A) Corticosterone (cort) concentration in male mice subjected to acute SF (0, 1, 2, 6, 12, and 24 h of ASF or no SF (CON)). Samples sizes are n = 9–10 per group. B) IL-6 levels in male mice subjected to acute SF (0, 1, 2, 6, 12, and 24 h of ASF or no SF (CON). Samples sizes are N = 9-10/group. Significant effect of ASF (*** and **** denote p < 0.001 and 0.0001, respectively) relative to NSF at each time point was determined by two-way ANOVA followed by Bonferroni multiple comparisons post hoc tests. Differing lowercase and upper-case letters denote p < 0.05 for NSF and CON groups, respectively and were analyzed using a one-way ANOVA and Tukey’s HSD post hoc tests. Bar plots shown as means ± 1 SE and p was set at 0.05 for statistical significance.

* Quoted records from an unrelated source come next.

PR #2156, opened 2022-06-22
Allow pebble to migrate from an existing disk cache

tylerwilliams:


server/backends/disk_cache/disk_cache.go
```diff
@@ -597,49 +588,158 @@ func (fk *fileKey) FromPartitionAndPath(part *partition, fullPath string) error
...
 
 	if len(parts) > 0 {
-		fk.remoteInstanceName = fk.part.internString(strings.Join(parts, "/"))
+		remoteInstanceName = strings.Join(parts, "/")
 	}
+	return
+}
+
+func ScanDiskDirectory(scanDir string) <-chan *rfpb.FileMetadata {
+	scanned := make(chan *rfpb.FileMetadata)
```
vadimberezniker, line 643: I think you want this to be a bufferred channel for better throughput.

vadimberezniker (approved):

server/backends/disk_cache/disk_cache.go
tylerwilliams: Done, thanks!

PR #2157, opened 2022-06-22
Task sizing: Use size computed by scheduler when creating runners

bduffany:
* Use the scheduler as the source of truth, rather than using the default estimate, when running scheduled tasks.
* When running warmup tasks, just use the default estimates.

---

**Version bump**: Patch


enterprise/server/remote_execution/runner/runner.go
```diff
@@ -969,7 +979,7 @@ func (p *pool) newContainer(ctx context.Context, props *platform.Properties, tas
 		}
 		ctr = p.podmanProvider.NewContainer(props.ContainerImage, opts)
 	case platform.FirecrackerContainerType:
-		sizeEstimate := tasksize.Estimate(task)
+		sizeEstimate := task.SchedulingMetadata.GetTaskSize()
```
tylerwilliams, line 982: @bduffany @vadimberezniker

nit: I personally would make SchedulingMetadata a proto for consistency. I know it's not really going over the wire / to disk yet, but it's made up of two protos.

My reasoning is:
 - it would let you remove a struct from interfaces (which is nice)
 - it would allow for safer more consistent treatment of nil vals, ie, you could do:
     ```task.GetSchedulingMetadata().GetTaskSize()``` and if either scheduling_metadata or task_size were nil you'd be fine and get a nil back (instead of a panic like you'd get today).
 - it's basically just a tuple/pair<> of your two protos

there was some rule of thumb about this I vaguely remember from when working on android, and all I can remember was POJO vs PROTO, but I think the gist of it was that these things tend to either grow class logic (in which case you want a class) or grow serialization logic (in which case you want a proto). This feels closer to the latter to me.

tylerwilliams (changes requested):

enterprise/server/remote_execution/runner/runner.go
bduffany: sg, done

tylerwilliams (approved):

PR #2158, opened 2022-06-22
Move ExecutionSummary properties into the ExecutedActionMetadata

tempoz:
---

**Version bump**: Minor

### DIFF
--- a/app/invocation/invocation_execution_card.tsx
+++ b/app/invocation/invocation_execution_card.tsx
@@ -181,7 +181,7 @@ export default class ExecutionCardComponent extends React.Component<Props, State
         );
       case "files-uploaded":
         return (
-          +first?.executedActionMetadata.ioStats?.fileUploadCount -
+          +first?.executedActionMetadata?.ioStats?.fileUploadCount -
           +second?.executedActionMetadata?.ioStats?.fileUploadCount
         );
       case "file-size-downloaded":
--- a/app/invocation/invocation_execution_card.tsx
+++ b/app/invocation/invocation_execution_card.tsx
@@ -175,13 +175,25 @@ export default class ExecutionCardComponent extends React.Component<Props, State
       case "upload-duration":
         return this.uploadDuration(first) - this.uploadDuration(second);
       case "files-downloaded":
-        return +first?.ioStats?.fileDownloadCount - +second?.ioStats?.fileDownloadCount;
+        return (
+          +first?.executedActionMetadata?.ioStats?.fileDownloadCount -
+          +second?.executedActionMetadata?.ioStats?.fileDownloadCount
+        );
       case "files-uploaded":
-        return +first?.ioStats?.fileUploadCount - +second?.ioStats?.fileUploadCount;
+        return (
+          +first?.executedActionMetadata.ioStats?.fileUploadCount -
+          +second?.executedActionMetadata?.ioStats?.fileUploadCount
+        );
       case "file-size-downloaded":
-        return +first?.ioStats?.fileDownloadSizeBytes - +second?.ioStats?.fileDownloadSizeBytes;
+        return (
+          +first?.executedActionMetadata?.ioStats?.fileDownloadSizeBytes -
+          +second?.executedActionMetadata?.ioStats?.fileDownloadSizeBytes
+        );
       case "file-size-uploaded":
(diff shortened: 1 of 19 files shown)


tempoz:
* master
  * **PR #2158** <a href="https://app.graphite.dev/github/pr/buildbuddy-io/buildbuddy/2158" target="_blank">Graphite</a>  👈

This comment was auto-generated by [Graphite](https://app.graphite.dev/github/pr/buildbuddy-io/buildbuddy/2158?utm_source=stack-comment).

tylerwilliams:
@bduffany for typescript

enterprise/server/remote_execution/execution_server/execution_server.go
```diff
@@ -53,30 +52,30 @@ var (
 	enableActionMerging               = flag.Bool("remote_execution.enable_action_merging", true, "If enabled, identical actions being executed concurrently are merged into a single execution.")
 )
 
-func fillExecutionFromSummary(summary *espb.ExecutionSummary, execution *tables.Execution) {
+func fillExecutionFromActionMetadata(md *repb.ExecutedActionMetadata, execution *tables.Execution) {
```
bduffany, line 55: we might want to keep around the old method for backwards compatibility, in case customers are running old executor versions that are still setting ExecutionSummary. These are just used for timing data in the UI though, currently, so I don't feel super strongly about it. @tylerwilliams wdyt?

proto/remote_execution.proto
```diff
@@ -860,6 +861,35 @@ message Digest {
...
+}
+
+// Compute usage sampled throughout a task's execution.
+message UsageStats {
+  // Maximum amount of memory used throughout the task's execution.
+  int64 peak_memory_bytes = 1;
+
+  // Total number of CPU-nanoseconds consumed by the task.
+  int64 cpu_nanos = 2;
+}
```
bduffany, line 891: nit: could you move these to the bottom of the file? It's not super well-delineated currently but some of the protos in this file were added by us so we'd probably want to keep those separate. I think everything from `ExecutionTask` and below was added by us, if you wouldn't mind also adding a delineating comment while you're there :)

app/invocation/invocation_execution_card.tsx
```diff
@@ -175,13 +175,25 @@ export default class ExecutionCardComponent extends React.Component<Props, State
...
       case "files-downloaded":
-        return +first?.ioStats?.fileDownloadCount - +second?.ioStats?.fileDownloadCount;
+        return (
+          +first?.executedActionMetadata?.ioStats?.fileDownloadCount -
+          +second?.executedActionMetadata?.ioStats?.fileDownloadCount
+        );
       case "files-uploaded":
-        return +first?.ioStats?.fileUploadCount - +second?.ioStats?.fileUploadCount;
+        return (
+          +first?.executedActionMetadata.ioStats?.fileUploadCount -
```
bduffany, line 184: probably need a `?` after executedActionMetadata here

bduffany (commented):
mostly LG, will let Tyler approve since he might have more thoughts on some of the proto changes

app/invocation/invocation_execution_card.tsx
tempoz:
```suggestion
          +first?.executedActionMetadata?.ioStats?.fileUploadCount -
```

proto/remote_execution.proto
```diff
@@ -1753,6 +1763,12 @@ message TreeToken {
   repeated SizedDirectory sized_directories = 1;
 }
 
+/******************************************************************************/
+/*                                                                            */
+/*                BEGIN BUILDBUDDY-SPECIFIC PROTO DECLARATIONS                */
+/*                                                                            */
+/******************************************************************************/
```
tempoz, line 1770: wdyt of this style of comment? it seemed to me like if we're trying to delineate blocks, it should be very visible?

enterprise/server/remote_execution/execution_server/execution_server.go
tylerwilliams: +1 to making this backwards compatible even though we expect it to be short lived

tempoz: Done!

tylerwilliams (approved):

bduffany (approved):

PR #2160, opened 2022-06-23
Don't return corrupt tree cache content

tylerwilliams:


server/remote_cache/content_addressable_storage_server/content_addressable_storage_server.go
```diff
@@ -682,12 +682,17 @@ func (s *ContentAddressableStorageServer) GetTree(req *repb.GetTreeRequest, stre
...
-	for _, child := range treeCache.Children {
+func isComplete(children []*repb.DirectoryWithDigest) bool {
+	allDigests := make(map[string]struct{}, len(children))
+	for _, child := range children {
 		allDigests[child.GetDigest().GetHash()] = struct{}{}
 	}
-	for _, child := range treeCache.Children {
+	for _, child := range children {
+		dir := child.Directory
+		if len(dir.Directories) == 0 && len(dir.Files) == 0 && len(dir.Symlinks) == 0 {
```
siggisim, line 692: any chance an actual zero digest directory could make it here? do we need to check that we're not dealing with the empty hash or something?

siggisim (approved):

server/remote_cache/content_addressable_storage_server/content_addressable_storage_server.go
tylerwilliams: I don't think empty directories should come through here (we check against empty hash and just skip them on ~483). Since this is the same check we're doing when reading dirs anyway, now just applied to cache content, it should be safe.

PR #2161, opened 2022-06-23
Allow faster refresh rate for local Grafana development

bduffany:
Reduce the min refresh rate from 5s -> 1s for local development only. This helps visualize metrics which change very quickly, such as executor memory and CPU.

---

**Version bump**: Patch

### DIFF
--- a/tools/metrics/grafana/dashboards/buildbuddy.json
+++ b/tools/metrics/grafana/dashboards/buildbuddy.json
@@ -8517,6 +8517,7 @@
   },
   "timepicker": {
     "refresh_intervals": [
+      "1s",
       "5s",
       "10s",
       "15s",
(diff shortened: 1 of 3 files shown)


tools/metrics/grafana/dashboards/buildbuddy.json
```diff
@@ -8517,6 +8517,7 @@
   },
   "timepicker": {
     "refresh_intervals": [
+      "1s",
```
vadimberezniker, line 8520: Does the refresh interval have any effect on the granularity of the queried data? I thought this only affected how frequently Grafana re-queried data. The datasources.yml seems like the only setting that affects it. 

The change seems fine if it does what you say it does, just wanted to double check.

vadimberezniker (approved):

tools/metrics/grafana/dashboards/buildbuddy.json
bduffany: The missing piece of the puzzle here is that we already had a prometheus scrape_interval of 1s configured in `tools/metrics/prometheus/prometheus.yml` (not shown in this PR because there are no changes to it). This PR is just telling Grafana that it is allowed to query Prometheus at that same rate.

bduffany: The `GF_DASHBOARDS_MIN_REFRESH_INTERVAL=1s` is needed because by default the min refresh interval is 5s. I think the intent of this 5s default is that it's a safeguard against folks setting a refresh interval too high (whether via URL param or dashboard preset) and then overloading Prometheus with queries (which would just keep returning the same data if the scrape_interval is lower than the refresh interval anyway)

PR #2164, opened 2022-06-23
Integrate registry serving into app.

vadimberezniker:
This will allow us to start the service as part of the app.

Note that the registry runs on its own http/grpc ports to allow us to
treat them as internal services.

---

**Version bump**: None

### DIFF
--- a/enterprise/server/cmd/server/BUILD
+++ b/enterprise/server/cmd/server/BUILD
@@ -28,6 +28,7 @@ go_library(
         "//enterprise/server/invocation_stat_service",
         "//enterprise/server/quota",
         "//enterprise/server/raft/cache",
+        "//enterprise/server/registry:registry_lib",
         "//enterprise/server/remote_execution/execution_server",
         "//enterprise/server/remote_execution/redis_client",
         "//enterprise/server/saml",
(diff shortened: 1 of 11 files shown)


enterprise/server/registry/registry_service/registry_service.go
```diff
@@ -0,0 +1,980 @@
...
+	regRegistryServices := func(server *grpc.Server, env environment.Env) {
+		regpb.RegisterRegistryServer(server, r)
+	}
+
+	if err := grpc_server.RegisterGRPCServer(env, *gRPCPort, regRegistryServices); err != nil {
+		return status.UnknownErrorf("Could not setup GRPC server: %s", err)
+	}
+	if err := grpc_server.RegisterGRPCSServer(env, *gRPCSPort, regRegistryServices); err != nil {
+		return status.UnknownErrorf("Could not setup GRPCS server: %s", err)
+	}
```
tylerwilliams, line 933: Can we run this on 5151 (the existing internal grpc service used by ddisk?) and then add a new port for internal HTTP traffic?

tylerwilliams: https://github.com/buildbuddy-io/buildbuddy-internal/blob/master/enterprise/deployment/dev/us-west1-b/buildbuddy-app.dev.yaml#L13

vadimberezniker: I've added new "standard" ports for internal gRPC & http services.
Migrating distributed cache over to the standard port is more involved. For one, we still need to support the distributed_cache.listen_addr flag because onprem customers may already be using it and it's not a just a simple port flag. We could additionally serve the distributed cache RPCs on the new ports and migrate over, but I don't see a simple way of getting rid of the separate serving code for existing users.

tylerwilliams (approved):

PR #2167, opened 2022-06-23
Ensure dirs exist before using them

tylerwilliams:


enterprise/server/backends/pebble_cache/pebble_cache.go
```diff
@@ -103,9 +103,8 @@ func Register(env environment.Env) error {
 	if *rootDirectory == "" {
 		return nil
 	}
-	if env.GetCache() != nil {
-		log.Warning("A cache has already been registered, skipping registering pebble_cache.")
```
vadimberezniker, line 107: Was this removal intentional?

vadimberezniker (approved):

enterprise/server/backends/pebble_cache/pebble_cache.go
tylerwilliams: yup!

https://doi.org/10.1371/journal.pone.0288889.g002

Serum Interleukin-6 (IL-6) concentration

Sleep treatment, time, and their interaction significantly affected serum IL-6 levels (F_{1, 88} = 73.19, p<0.0001, F_{4, 88} = 13.73, p<0.0001, F_4,88 = 14.27, p<0.0001, respectively; Fig 2B). Specifically, ASF mice exhibited increased IL-6 levels compared with CON mice when sleep fragmentation lasted for 6, 12, or 24h (Bonferroni post hoc test, p<0.0001, p = 0.0003, p<0.0371, respectively). CON mice displayed stable IL-6 levels (F_5,53 = 0.6383, p = 0.6714) around 3–4 pg/ml while ASF mice had a rapid increase at ZT6 (F_5,53 = 16.24, p<0.0001; 6h, Tukey’s HSD post hoc, p<0.0001), followed by a decrease at ZT12 and ZT24 (Tukey’s HSD post hoc, p = 0.0016, p<0.0001, respectively).

Peripheral responses

Spleen.

ASF had no effect on TNF-α (F_{1, 84} = 0.001368, p = 0.9706) or IL1β (F_1,84 = 0.1895, p = 0.6645) gene expression in spleen (Fig 3A and 3B). However, TNF-α (F_4,84 = 22.17, p = 0.0012) and IL-1β expression (F_4,84 = 4.822, p = 0.0015) were affected by time compared with CON mice, but there were no significant interaction effects (TNF-α: F_4,84 = 0.8545, p = 0.4948; IL-1β: F_4,84 = 1.066, p = 0.3785).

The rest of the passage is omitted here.